We present Wasserstein Adaptive Value Estimation for Actor-Critic (WAVE), an approach to enhance stability in deep reinforcement learning through adaptive Wasserstein regularization. Our method addresses the inherent instability of actor-critic algorithms by incorporating an adaptively weighted Wasserstein regularization term into the critic's loss function. We prove that WAVE achieves $\mathcal{O}\left(\frac{1}{k}\right)$ convergence rate for the critic's mean squared error and provide theoretical guarantees for stability through Wasserstein-based regularization. Using the Sinkhorn approximation for computational efficiency, our approach automatically adjusts the regularization based on the agent's performance. Theoretical analysis and experimental results demonstrate that WAVE achieves superior performance compared to standard actor-critic methods.
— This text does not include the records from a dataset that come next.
PR #21, opened 2019-11-29
Add s390x support for Travis CI

cnnaik:
Add s390x support for Travis CI

### DIFF
--- a/.travis.yml
+++ b/.travis.yml
@@ -1,7 +1,6 @@
 dist: xenial
 sudo: required
 language: java
-
 jobs:
   include:
   - os: linux
--- a/.travis.yml
+++ b/.travis.yml
@@ -1,6 +1,18 @@
 dist: xenial
 sudo: required
 language: java
+
+jobs:
+  include:
+  - os: linux
+  - os: linux
+    arch: s390x
+    jdk: openjdk11
+    addons:
+      apt:
+        packages:
+          - maven
+          
 jdk:
 - openjdk8
 - openjdk11


scholzj:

翻译：我们提出了基于Wasserstein距离的自适应价值估计的Actor-Critic方法（WAVE），这是一种通过自适应Wasserstein正则化来增强深度强化学习稳定性的方法。我们的方法通过在评论家的损失函数中引入一个自适应加权的Wasserstein正则化项，解决了Actor-Critic算法固有的不稳定性问题。我们证明了WAVE能够实现评论家均方误差的$\mathcal{O}\left(\frac{1}{k}\right)$收敛速率，并通过基于Wasserstein距离的正则化提供了稳定性的理论保证。为了提高计算效率，我们采用了Sinkhorn近似，使我们的方法能够根据智能体的性能自动调整正则化强度。理论分析和实验结果表明，与标准的Actor-Critic方法相比，WAVE实现了更优越的性能。